В ошту­ка­ту­ренной, как и коридор, грязно-белой, похожей на склеп камере нас семь женщин. Восьмой топчан — здесь не нары, а дере­вянные топчаны — пустует. Ссыльные здесь только мы и Тамара.
Одна из заклю­чённых, неопрятная немо­лодая женщина с бега­ю­щими злыми глазами, почти не разго­ва­ри­вает, только слушает. По ночам ее часто куда-то вызы­вают, и она приходит под утро. Ее не угне­тают ни замки, ни духота, ни безделье. Когда на нас не смотрят в глазок, она выни­мает осколок зеркала и красит губы и щеки в яркий лилово-красный цвет. И зеркало и краска появ­ля­ются неиз­вестно откуда и исче­зают мгно­венно неиз­вестно куда. Когда у Алёнушки в первый же день пропа­дает тёплый шерстяной платок, мы все знаем, кто его взял, но молчим — дока­за­тельств у нас нет.
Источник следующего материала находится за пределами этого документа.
PR #745, opened 2026-08-05
fix(ios): apply obliqueness if italics are not supported

### LINKED ISSUE #739: [iOS] CJK text remains visually upright after toggleItalic despite <i> output
## Before submitting a new issue

- [x] Tested with the latest stable library version (`1.1.0`).
- [x] Tested with a supported React Native version (`0.86.2`).
- [x] Searched existing issues and found no duplicate for CJK/Chinese italic rendering.

## Bug summary

On iOS, `EnrichedTextInput.toggleItalic()` applies the expected `<i>` markup to selected Chinese, English, and numeric text, but Chinese glyphs remain visually upright. English letters and numbers in the same editor visibly render in italic.

The reproduction intentionally uses the system font and does not configure a custom font family or application-level faux-italic fallback. I am reporting this to clarify whether this is an expected platform-font limitation that should be documented, or whether the native renderer should provide consistent visual feedback for CJK text.

## Library version

`react-native-enriched-html@1.1.0`

## Environment info

```shell
System:
  OS: macOS 26.5.2
  CPU: (10) arm64 Apple M4
  Memory: 32.00 GB
Binaries:
  Node: 22.22.2
  npm: 11.18.0
  Watchman: 2026.07.20.00
Managers:
  CocoaPods: 1.17.0
SDKs:
  iOS SDK: iOS 26.5
IDEs:
  Xcode: 26.6/17F113
npmPackages:
  react: 19.2.3
  react-native: 0.86.2
  react-native-enriched-html: 1.1.0
Runtime:
  Expo SDK: 57.0.0
  New Architecture: enabled
Device:
  iPhone 17 simulator
  iOS 26.5
```

## Steps to reproduce

1. Clone the reproduction repository.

Вторая женщина тоже нераз­го­вор­чива. Она молода и на вид скромна. Часто она усажи­ва­ется за свой топчан на пол, чтобы там, будучи не видимой охран­ником, выши­вать какую-то нескон­ча­емую салфе­точку. Но от бдитель­ного ока никуда не скрыться. Не успе­вает она сделать несколько стежков, как с шумом распа­хи­ва­ется дверь и нас всех выводят в другое поме­щение. Там мы долго мёрзнем раздетые, пока не осмотрят все вещи в камере. И хотя в камере все пере­вернут, преступная иголка не будет найдена.
Третья женщина с красивым темным визан­тий­ским лицом, вся в черном, с черным повя­занным по-крестьянски платком, — молдаванка.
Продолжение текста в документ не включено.